Data shown:
= = =
PR #292, opened 2016-11-15
Implement support for placement constraints from Marathon-style strings

nickbp:
- Implements Marathon String => PlacementRule
- Adds rule implementations to fill out marathon support: MaxPerHostnameRule, PassthroughRule, RoundRobinByAttributeRule, RoundRobinByHostnameRule


sdk/scheduler/src/main/java/org/apache/mesos/offer/constrain/RoundRobinByAttributeRule.java
```diff
@@ -0,0 +1,197 @@
...
+ *  attribute |     tasks
+ * -----------+---------------
+ *    rack:1  | a-1, b-1, c-1
+ *    rack:2  | a-2, c-2, c-3
+ *    rack:3  | b-2, c-4, b-3
+ * Result:
+ *  allow any of rack:1/rack:2/rack:3, unless we know that there's >3 racks via the attribute_count
+ *  parameter.
+ */
+public class RoundRobinByAttributeRule implements PlacementRule {
```
gabrielhartmann: Strictly speaking these RoundRobin rules are not taking into account very much Cluster state (which we could know).  Correct me if I'm wrong, but as long as this Offer has the attribute in question and is below the maxCount for this attribute we're going to to say it's OK even if the next Offer, in the Offers we've received would be better.  e.g.  max is 3, and this one has 2 on it already, but the next Offer in the stream has none.  I wouldn't block on this, but it's worth filing a ticket for future improvement such that we look at a wider snapshot of the world and make smarter decisions.  Of course optimistic offers will alter this greatly, as we will have very close to a global view of the cluster...

sdk/scheduler/src/test/java/org/apache/mesos/offer/constrain/MarathonConstraintParserTest.java
```diff
@@ -0,0 +1,224 @@
...
+        constraintStr = MarathonConstraintParser.parse(unescape("[['rack_id', 'UNIQUE']]")).toString();
+        assertEquals("AndRule{rules=[AttributeRule{matcher=RegexMatcher{pattern='rack_id:.*'}}, " +
+                "MaxPerAttributeRule{max=1, matcher=RegexMatcher{pattern='rack_id:.*'}, task_filter=AnyMatcher{}}]}", constraintStr);
+        assertEquals(constraintStr, MarathonConstraintParser.parse(unescape("['rack_id', 'UNIQUE']")).toString());
+        assertEquals(constraintStr, MarathonConstraintParser.parse("rack_id:UNIQUE").toString());
+    }
+
+    @Test
+    public void testClusterOperator() throws IOException {
+        // marathon doc:
```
= = =
Work instruction:
The records above should be given again in full, exactly as written.

Expected answer:
PR #292, opened 2016-11-15
Implement support for placement constraints from Marathon-style strings

nickbp:
- Implements Marathon String => PlacementRule
- Adds rule implementations to fill out marathon support: MaxPerHostnameRule, PassthroughRule, RoundRobinByAttributeRule, RoundRobinByHostnameRule


sdk/scheduler/src/main/java/org/apache/mesos/offer/constrain/RoundRobinByAttributeRule.java
```diff
@@ -0,0 +1,197 @@
...
+ *  attribute |     tasks
+ * -----------+---------------
+ *    rack:1  | a-1, b-1, c-1
+ *    rack:2  | a-2, c-2, c-3
+ *    rack:3  | b-2, c-4, b-3
+ * Result:
+ *  allow any of rack:1/rack:2/rack:3, unless we know that there's >3 racks via the attribute_count
+ *  parameter.
+ */
+public class RoundRobinByAttributeRule implements PlacementRule {
```
gabrielhartmann: Strictly speaking these RoundRobin rules are not taking into account very much Cluster state (which we could know).  Correct me if I'm wrong, but as long as this Offer has the attribute in question and is below the maxCount for this attribute we're going to to say it's OK even if the next Offer, in the Offers we've received would be better.  e.g.  max is 3, and this one has 2 on it already, but the next Offer in the stream has none.  I wouldn't block on this, but it's worth filing a ticket for future improvement such that we look at a wider snapshot of the world and make smarter decisions.  Of course optimistic offers will alter this greatly, as we will have very close to a global view of the cluster...

sdk/scheduler/src/test/java/org/apache/mesos/offer/constrain/MarathonConstraintParserTest.java
```diff
@@ -0,0 +1,224 @@
...
+        constraintStr = MarathonConstraintParser.parse(unescape("[['rack_id', 'UNIQUE']]")).toString();
+        assertEquals("AndRule{rules=[AttributeRule{matcher=RegexMatcher{pattern='rack_id:.*'}}, " +
+                "MaxPerAttributeRule{max=1, matcher=RegexMatcher{pattern='rack_id:.*'}, task_filter=AnyMatcher{}}]}", constraintStr);
+        assertEquals(constraintStr, MarathonConstraintParser.parse(unescape("['rack_id', 'UNIQUE']")).toString());
+        assertEquals(constraintStr, MarathonConstraintParser.parse("rack_id:UNIQUE").toString());
+    }
+
+    @Test
+    public void testClusterOperator() throws IOException {
+        // marathon doc:
```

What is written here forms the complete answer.